After arriving there we found the harbour brimful of ships. Large freighters, a couple of small passenger ships and a number of Navy vessels of differing nationalities. This time no anchorage a long way from the action but right on the wharf. This typified the distressed situation very well. Without delay the hatches were opened and in great haste the ammunition was being unloaded.
At the same time a gang of workers came aboard who, clearly in great haste, started to build a long row of latrines along the railing above a wide gutter which led overboard. In addition they brought kitchen materials and food on board.It was not long before we were told what we could expect. We were being prepared as an evacuation ship for the personnel of the forces. Members of the Army, Airforce and Navy of many different nations were to be ferried to Australia. We thought: ‘You need an entire fleet for this’ and could not wait to see it.
In the meantime we saw ships coming and going. The departing ships loaded to the hilt with refugees. One day all Navy vessels which were in the harbour left. Later we found out they had sailed to the Java Sea where on 28th February and 1st March they did battle with the Japanese fleet and suffered severe losses.
On 27th February, the day before the battle, all the ships in the harbour were ordered to leave for either Ceylon or Australia by evening. This created a great urgency, not only for the people unloading the ammunition but even more so for the refugees who were still on the way to our ship.The unloading of the ammo was stopped. We found that the bottom holds were still loaded to the top. The hatches could just be closed without divulging what was underneath.
During the day the men came aboard. A more diverse lot I have never seen. Aircraft crews still wearing their thick woollen jackets, a few high and a lot more lower officers, soldiers and sailors, both with and without weapons, and then some civilians, many with worried and tired faces. Well what can you expect? Most had left family behind and all faced a dangerous and uncertain future. They were spread over the entire length of the ship as well as in the top holds; everybody was given a camp bed. For most it was not easy. They had to leave, unprepared and hastily, very familiar surroundings and were literally plonked into the hold of a freighter, not a particularly well placed area to escape from in case of an emergency.

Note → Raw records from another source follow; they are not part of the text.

PR #645, opened 2026-06-28
fix: validate advertised API version ranges

Herrtian:
﻿## Summary

- Validate `ApiVersionsResponse` `api_key`, `min_version`, and `max_version` values before narrowing them to `i16`.
- Return `Error::UnsupportedVersion` with the offending field name and value instead of panicking on malformed server metadata.
- Propagate validation failures from the API versions handshake.

## Validation

- `cargo fmt --check`
- `git diff --check`
- `cargo check -p fluss-rs`
- `cargo test -p fluss-rs server_api_versions --lib`

Closes #535


Herrtian:
Closing this draft.

PR #646, opened 2026-06-29
[elixir] ci: bump OTP to 28.5.0.2

nicolazar:
### Purpose

This PR fixes the CI for Elixir bindings.

### Brief change log

The CI fails with:

```
Could not start Hex. Try fetching a new version with "mix local.hex" or uninstalling it with "mix archive.uninstall hex.ez"
** (MatchError) no match of right hand side value
{:failed_to_start_child, Hex.State,
         {:undef,
          [
            {:re, :import,
             [
               {:re_exported_pattern,
               ...
```

The problem here is essentially a toolchain version mismatch: the latest version of `hex` - 2.5.0 (picked by the CI action) had added a new feature that uses a regex for a duration parser, but compiled under Elixir 1.19 on OTP 28, that regex is serialized in OTP 28's new `export` form and reconstructed at load time via `re:import/1`. However, this function only since OTP 28.1 (hence the `undef`). 

So bumping the OTP version (latest 28.x) should fix this issue.

### DIFF
--- a/.github/workflows/build_and_test_elixir.yml
+++ b/.github/workflows/build_and_test_elixir.yml
@@ -43,7 +43,7 @@ jobs:
     timeout-minutes: 60
     runs-on: ubuntu-latest
     env:
-      OTP_VERSION: "28.0.2"
+      OTP_VERSION: "28.5.0.2"
       ELIXIR_VERSION: "1.19.5"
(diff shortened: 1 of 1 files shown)


fresh-borzoni (approved):
@nicolazar Thank you for the PR, makes sense 👍

PR #654, opened 2026-07-02
[rust] Support schema evolution for log scanner.

loserwang1024:
### Purpose

Linked issue: close https://github.com/apache/fluss-rust/issues/547

### DIFF
--- a/crates/fluss/src/client/table/log_fetch_buffer.rs
+++ b/crates/fluss/src/client/table/log_fetch_buffer.rs
@@ -18,6 +18,7 @@
 use arrow::array::RecordBatch;
 use parking_lot::Mutex;
 
+use crate::client::table::read_context_resolver::ReadContextResolver;
 use crate::client::table::remote_log::{
     PrefetchPermit, RemoteLogDownloadFuture, RemoteLogFile, RemoteLogSegment,
 };
@@ -85,7 +86,7 @@ pub trait PendingFetch: Send + Sync {
 
 /// Thread-safe buffer for completed fetches
 pub struct LogFetchBuffer {
-    read_context: ReadContext,
+    resolver: Arc<ReadContextResolver>,
     completed_fetches: Mutex<VecDeque<Box<dyn CompletedFetch>>>,
     pending_fetches: Mutex<HashMap<TableBucket, VecDeque<Box<dyn PendingFetch>>>>,
     next_in_line_fetch: Mutex<Option<Box<dyn CompletedFetch>>>,
@@ -94,9 +95,9 @@ pub struct LogFetchBuffer {
 }
 
 impl LogFetchBuffer {
-    pub fn new(read_context: ReadContext) -> Self {
+    pub fn new(resolver: Arc<ReadContextResolver>) -> Self {
         Self {
-            read_context,
+            resolver,
             completed_fetches: Mutex::new(VecDeque::new()),
             pending_fetches: Mutex::new(HashMap::new()),
             next_in_line_fetch: Mutex::new(None),
@@ -168,7 +169,7 @@ impl LogFetchBuffer {
             api_error,
             fetch_error_context,
             fetch_offset,
-            self.read_context.clone(),
+            Arc::clone(&self.resolver),
         );
         self.completed_fetches
             .lock()
@@ -226,7 +227,7 @@ impl LogFetchBuffer {
                 table_bucket.clone(),
                 error,
                 -1,
-                self.read_context.clone(),
+                Arc::clone(&self.resolver),
             );
             completed_to_push.push(Box::new(error_fetch));
         }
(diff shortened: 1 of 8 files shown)


loserwang1024:
@fresh-borzoni , CC

crates/fluss/src/client/table/read_context_resolver.rs
```diff
@@ -0,0 +1,186 @@
...
+        let effective_id = if self.projected_fields.is_some() {
+            self.initial_schema_id
+        } else {
+            schema_id
+        };
+
+        let guard = self.contexts.read();
+        guard.get(&effective_id).map(|ctx| {
+            if is_remote {
+                ctx.remote.clone()
```
fresh-borzoni: this returns an owned ReadContext clone per batch, where it used to be a borrow. Fine in the no-projection case, but with projection it deep-copies the Vecs on every batch. 
Could we store Arc<ReadContext> and return an Arc clone? Then it's a single refcount bump and the projection Vecs aren't copied this way

crates/fluss/src/client/table/scanner.rs
```diff
@@ -1581,7 +1607,7 @@ impl LogFetcher {
                     Self::pending_remote_fetches(
                         remote_log_downloader.clone(),
                         log_fetch_buffer.clone(),
-                        remote_read_context.clone(),
+                        Arc::clone(&resolver),
```
fresh-borzoni, line 1634: Schema prewarm only runs on the local path, not here. So reading tiered data written under an older schema fails with No ReadContext found for schema_id N.

The local branch below fetches missing schemas before decoding and the remote path needs the same.
WDYT?

crates/fluss/src/client/table/log_fetch_buffer.rs
```diff
@@ -518,7 +525,8 @@ impl DefaultCompletedFetch {
             };
 
             let log_batch = log_batch_result?;
-            let mut record_batch = log_batch.record_batch(&self.read_context)?;
+            let read_context = self.resolve_context_for_batch(&log_batch)?;
```
fresh-borzoni: After a schema change, batches here have different column counts, but the reader advertises one fixed schema. Consumers like DataFusion/pyarrow crash on that.
Should we pad each batch up to the advertised schema with null columns for the missing ones. 
Also probably needs a test, the IT only covers the row scanner

fresh-borzoni (commented):
@loserwang1024 Thank you for the PR, left comments, PTAL

loserwang1024:
@fresh-borzoni 


 Thank you very much for the thorough review. You were absolutely right that schema prewarming only covered the local path, while tiered/remote data could still fail with `No ReadContext found for schema_id N`.

 I explored several approaches because the remote path behaves differently from the local one. Local records are included directly in the fetch response, so their schema IDs can be collected and prewarmed before decoding. For tiered data, however, the fetch response only contains remote segment metadata. The actual file must first be downloaded and is then read lazily, batch by batch. Discovering all schema IDs in advance would require scanning the entire downloaded segment before returning any data, which would defeat the file-backed streaming behavior and increase both latency and memory usage.

 My first attempt in commit `04eb30dc` therefore fetched the schema lazily when the concrete batch was being decoded. However, schema resolution was still invoked from a synchronous decoding path. It used a Tokio runtime handle from another thread and then synchronously joined that thread. On a current-thread Tokio runtime, this could deadlock because the blocked runtime thread was also required to drive the schema RPC.

 The latest fix keeps the per-batch lazy-resolution approach but moves the asynchronous work to the scanner layer:

 - The synchronous decoder returns `SchemaRequired(schema_id)` when it encounters an uncached schema.
 - The current raw batch is retained instead of being discarded or advancing through the remote file.
 - The asynchronous scanner fetches and registers the schema without blocking the Tokio runtime.
 - The same batch is then retried and decoded.

 This allows both local and remote paths to resolve schemas on demand without preloading the entire remote segment and without blocking the runtime. I also added coverage for both dynamic-schema and fixed-schema modes.

 Thanks again for catching this and for the very detailed review.

fresh-borzoni (approved):
@loserwang1024 Nice changes 👍 

one note:
to_record_batch_reader() gives back an Arrow RecordBatchReader that has to expose one fixed schema. So with the default, a schema change mid-scan produces batches of different widths and DataFusion/pyarrow crash on it.
Since that reader is bounded anyway, conforming to the start schema is the same thing DataFusion/Iceberg/Delta do, you just re-run to pick up new columns. 

So should we default the batch scanner to fixed and leave the row scanner as-written? with_fixed_schema can still override either.

And let's move this to fluss main repo now as well

fresh-borzoni:
@loserwang1024 I'm a bit confused, shouldn't this be moved to https://github.com/apache/fluss since we merged the repos?
🤔

PR #2198, opened 2019-05-18
remove unnecessary typing enter key when declaring card name

DailyShana:


mercury233:
it is better to use `gameConf.auto_search_limit`

DailyShana:
auto searching in declaring name have exist for a long time, it's better to keep it without condition

PR #2199, opened 2019-05-26
update MSG_ANNOUNCE_CARD_FILTER

mercury233:
The count sent by the core is in unsigned int.


purerosefallen:
In fact many msgs have the same problem..

PR #2217, opened 2019-06-19
do not stop server at duel end process

### LINKED ISSUE #2067: Connection has been lost before winning / losing
Hello, it suddenly stopped working :P And I do not know what caused the error.

When a player has to win / lose a duel (lose LP), players are disconnected without a final result. Maybe someone knows the solution to this? Unfortunately, I have no information what causes this problem.

Thank you for your answer

DailyShana:
server will stop when host player leaves the game
fix #2067

### DIFF
--- a/gframe/network.h
+++ b/gframe/network.h
@@ -114,7 +114,7 @@ struct DuelPlayer {
 
 class DuelMode {
 public:
-	DuelMode(): host_player(0), pduel(0) {}
+	DuelMode(): host_player(0), pduel(0), duel_stage(0) {}
 	virtual ~DuelMode() {}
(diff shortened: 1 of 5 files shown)


DailyShana:
when leaving game after duel end, sending `MSG_WIN` with reason lost connection is still triggered

DailyShana:
when all players leave game after duel end, server will stop automatically
even [this line](https://github.com/Fluorohydride/ygopro/pull/2217/files#diff-de360d2161164ea2b9e41125930dab07L139) is deleted, 
but then server will not stop if all player leave game before duel start,
so for simplicity, just keep it as before

PR #2218, opened 2019-06-21
Clean up broadcasting code

edo9300:
Now when hosting a game with the client, the server will no longer use 3 ports to send the duel info when breadcasting, but will do everything on the port the duel is currently hosted on, also some redoundancies have been removed.

### DIFF
--- a/gframe/duelclient.cpp
+++ b/gframe/duelclient.cpp
@@ -3809,45 +3809,24 @@ void DuelClient::BeginRefreshHost() {
 	if(!host)
 		return;
 	SOCKET reply = socket(AF_INET, SOCK_DGRAM, IPPROTO_UDP);
-	sockaddr_in reply_addr;
-	memset(&reply_addr, 0, sizeof(reply_addr));
-	reply_addr.sin_family = AF_INET;
-	reply_addr.sin_port = htons(7921);
-	reply_addr.sin_addr.s_addr = 0;
-	if(bind(reply, (sockaddr*)&reply_addr, sizeof(reply_addr)) == SOCKET_ERROR) {
-		closesocket(reply);
-		return;
-	}
+	BOOL opt = TRUE;
+	setsockopt(reply, SOL_SOCKET, SO_BROADCAST, (const char*)&opt, sizeof(BOOL));
 	timeval timeout = {3, 0};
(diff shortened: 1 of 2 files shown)


DailyShana:
The port that the duel is hosted on is not necessarily `7911`

edo9300:
In the client it's currently hardcoded to that

DailyShana:
see
https://github.com/Fluorohydride/ygopro/blob/master/gframe/game.h#L18
https://github.com/Fluorohydride/ygopro/blob/master/system.conf#L12

edo9300:
IK, that, but for a client it's still unknown which port the other client is hosting on, now I could have made it use the port in the ip address when refreshing, but probably that wouldn't have been ok for your "standards"

DailyShana:
because you says
>will do everything on the port the duel is currently hosted on

in fact, I'm not against hardcoding 7911

purerosefallen:
But it would be horrible if under NAT...
I have to use iptables to transfer the traffic to another port.

edo9300:
@purerosefallen do you realize tbat currently this code isn't using only 1 hardcoded port, but 2?

gframe/duelclient.cpp
```diff
@@ -3809,45 +3809,24 @@ void DuelClient::BeginRefreshHost() {
...
-			break;
-		BOOL opt = TRUE;
-		setsockopt(sSend, SOL_SOCKET, SO_BROADCAST, (const char*)&opt, sizeof(BOOL));
-		if(bind(sSend, (sockaddr*)&local, sizeof(sockaddr)) == SOCKET_ERROR) {
-			closesocket(sSend);
-			break;
-		}
-		sendto(sSend, (const char*)&hReq, sizeof(HostRequest), 0, (sockaddr*)&sockTo, sizeof(sockaddr));
-		closesocket(sSend);
+		sockTo.sin_addr.s_addr = local_addr;
```
DailyShana: it only connect to the address of the native device, cannot get the remote host in the LAN

edo9300: @DailyShana what do you mean? In the various tests i made, this code behaved exactly like the previous one with no differences at all, what's the non working setup?

DailyShana: in the LAN, one pc set up a host, the other pc cannot get it by refreshing host

PR #2241, opened 2019-11-21
fix problems with building on macOS

Liu-Junyan:
1. Change "GL" prefix in include path to "OpenGL" for macOS.
2. Include Cocoa and IOKit in external libraries list as they are required by Irrlicht engine on macos.
Built successfully with cmake on macOS 10.15.1. However, premake scripts have not been modified, 
so corresponding tweaks need to be made in order to allow build with premake.

### DIFF
--- a/gframe/config.h
+++ b/gframe/config.h
@@ -56,8 +56,6 @@ inline int myswprintf(wchar_t(&buf)[N], const wchar_t* fmt, TR... args) {
 }
 
 #include <irrlicht.h>
-#include <GL/gl.h>
-#include <GL/glu.h>
 #include "CGUITTFont.h"
 #include "CGUIImageButton.h"
 #include <iostream>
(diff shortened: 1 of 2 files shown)


kevinlul:
These have been resolved in many downstream forks but non-Windows platforms don't seem to be a priority for upstream.

gframe/config.h
```diff
@@ -56,8 +56,6 @@ inline int myswprintf(wchar_t(&buf)[N], const wchar_t* fmt, TR... args) {
 }
 
 #include <irrlicht.h>
-#include <GL/gl.h>
-#include <GL/glu.h>
```
DailyShana: just change in place, do not move to other place and do not add extra empty lines

DailyShana:
cmake have official `CMakeFindFrameworks` module
see https://github.com/Kitware/CMake/blob/master/Modules/CMakeFindFrameworks.cmake
I feel using this is more appropriate but I have no condition to test.

DailyShana:
merged in 293618b

PR #2273, opened 2020-03-21
Ygopro2

Nexus4321:
I'm kinda new to this and I'm not so sure if I'm doing this right or not, but is there any way to switch out the old files for a new one it's for card called Clear World? The reason why it's because it's not the right Card Art it's the Anime one I believe and not the actual TCG/OCG. A staff member from dueling nexus told me to come over here for a request so here's a link to the actual image of the card that needs to be switched into it, thank you :D https://images.app.goo.gl/8nguvpaJn52UYRB2A


mercury233:
you didn't download the card pictures from here, so here isn't the right place to report.

Nexus4321:
If this isn't the right place to report what will I have to do? Also if anyone is talking to me then say Nexus so I would at least know, sorry I'm just new to this stuff :/

SoaringSky:
Hi, this is Soaring__Sky from Dueling Nexus. I don't know who referred you to this place, but like Mercury said, the card pictures don't come from here. This is a client-related issue, so if anything, you should ask me about it, not bother the people on Fluoro about it. I can tell you we're working on a way to change how our card art is displayed, but no guarantees yet.

PR #2279, opened 2020-04-09
Use environment variables instead of working directory

LordYuuma:
Currently, all YGOPRO builds load data from the working directory, irrespective of the OS they run in.  This patch adds environment variable support mostly for Linux builds, so that the binary can be run anywhere (especially `$prefix/bin`) while still loading files from well-known locations.

`--environment-paths` enables
1. loading card databases, lflists, etc. from `YGOPRO_DATA_PATH`,
2. loading images from `YGOPRO_IMAGE_PATH`, and
3. loading scripts from `YGOPRO_SCRIPT_PATH`.

`--xdg-environment` enables 
1. loading user configuration from `$XDG_CONFIG_HOME/ygopro (~/.config/ygopro)` or `$prefix/etc/ygopro`, and
2. loading decks, images, sounds, replays and singles from `$XDG_CONFIG_HOME/ygopro (~/.local/share/ygopro)` or `$prefix/share/ygopro`.

A variant of this patch was sent to mycard as https://github.com/mycard/ygopro/pull/9.

### DIFF
--- a/gframe/config.h
+++ b/gframe/config.h
@@ -54,7 +54,6 @@ template<size_t N, typename... TR>
 inline int myswprintf(wchar_t(&buf)[N], const wchar_t* fmt, TR... args) {
 	return swprintf(buf, N, fmt, args...);
 }
-
 #include <irrlicht.h>
 #ifdef __APPLE__
 #include <OpenGL/gl.h>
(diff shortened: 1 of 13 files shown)


purerosefallen:
not maintainable

mercury233:
We do need to add some features like this in the future.

PR #2280, opened 2020-04-19
support new expansion file extension

mercury233:
~~.yxp (YGOPro eXPansion)~~
.ypk (YGOPro PacK)

make it less confusing for user to install expansion

### DIFF
--- a/gframe/game.cpp
+++ b/gframe/game.cpp
@@ -935,15 +935,15 @@ void Game::LoadExpansions() {
 			myswprintf(fpath, L"./expansions/%ls", name);
 			dataManager.LoadDB(fpath);
 		}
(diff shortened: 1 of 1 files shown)


kevinlul:
Does obfuscating the fact that an expansion pack is a ZIP archive really make things _less_ confusing?

mercury233:
You can directly tell the user to put .ypk file in the expansions folder. If it is .zip file, the user may wonder should he extract it, and some user may put other .zip which don't have correct structure in the expansions folder.
We can also associate .ypk with ygopro so the user can directly double click on it to install.

Renamed .zip extension is wildly used, such as .docx, .apk, .ipa, .epub, .jar, .crx

PR #2283, opened 2020-04-21
auto trim text after pasted

mercury233:


mercury233:
{{MH{14GF3FJV0F6OEID {R
_we do still need this feature_

purerosefallen:
How about this one

mercury233:
_I forget what was the problem_

purerosefallen:
> _I forget what was the problem_

When pasting
```
s1.ygo233.com

```

the textbox would add a newline, and make it fail to resolve.

mercury233:
_I mean the reason I turned this to draft_

purerosefallen:
which of the textboxes in ygopro are multiline, and which not?

PR #2289, opened 2020-04-28
add support for running external executable on startup

mercury233:
It can be useful for something like update checker


DailyShana:
also useful for something like trojan?

mercury233:
If the malware can modify system.conf, it can modify the main ygopro exe too, so this feature won't increase any risk.

edo9300:
Rather than making the client spawn processes, the safer approach would be that the other process spawned the client.

mercury233:
@edo9300 It won't be safer, and may require all old users to change the shortcut.

salix5:
I think that there is a security concern too.
`system.conf` is a text file which can be modified easily, and some users might get the config file from some unknown sources.

Asking the users to run an update checker by themselves might be sort of awkward, but it is much safer.

PR #3169, opened 2026-09-07
Fix 0 mouse wheel move in deck builder

purerosefallen:
https://github.com/purerosefallen/ygopro/issues/75

Reported from my fork


mercury233:
- sounds like a irrlicht issue
- if fix in ygopro, better check `event.MouseInput.Wheel != 0` ahead.

PR #2526, opened 2024-04-15
submodule use https

salix5:
@mercury233 @purerosefallen 
`git clone` with HTTPS does not require a SSH key or a GitHub account.

PR #3173, opened 2026-09-15
Change submodule URLs to relative paths

salix5:
Fix #2526 

.gitmodules should be flexible.
SSH or HTTPS is up to the developers. 

@Wind2009-Louse


Wind2009-Louse:
As far as I know, some ygopro projects' ocgcore and script modules do not point to the same owner.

And so we went at a snail,s pace. On that same day a total of 24 big and small ships amongst which were the ‘Zaandam’ and the ‘Jagersfontein’ departed from the Tjilatjap harbour with the knowledge that the sea between them and their destination was infiltrated with Japanese warships, aircraft carriers and many submarines. The Captains had to decide their own course to steer and in the engineroom the engines were stretched to the limit. None of the passengers knew that in the bottom hold there were a couple of thousand tons of ammunition. I believe that every member of the crew found it better not to speak about it and as far as I know we did not speak about the unbelievable number of ‘S.O.S’ signals we received from ships sailing in our vicinity. All were about attacks from surface ships and submarines. We asked ourselves; ‘Will this mess never end?’
More than ever I realized that working in the engine room during wartime one never got used to the fact that you could hear or see nothing of what was happening outside. Particularly if you were aware that not too far away somebody could be ready to push a button to release a bomb, torpedo or grenade at your ship. After one’s watch going topside you could still be blown up every second during the day or night. Nevertheless I was happy every time I finished my watch. It was difficult to be happy thinking about our cargo; I thought everybody was of the same opinion.
A day later we got a diversion in the form of a Japanese single engine aircraft, which quite clearly was observing us and sending our position to the closest warship or aircraft carrier. What a pity that we did not have our anti-aircraft guns anymore. All the people on board were now on deck. They were shooting with rifles and even handguns: A lot of noise but of course no results. The aircraft turned and disappeared, not because of the firing but because the pilot had seen enough.
What to do now? From the bridge we were asked to get a little more speed from the engines, which we did. At sundown the Captain ordered a substantial change in direction. At sun up the following morning the bow of the ship was still slicing through the water at full speed. This and the knowledge that we had covered a good many miles gave us renewed hope. Of course there could be no certainty because ‘S.O.S’ signals were still coming in regularly.
And so we safely reached Australia and the harbour of Perth, called Fremantle.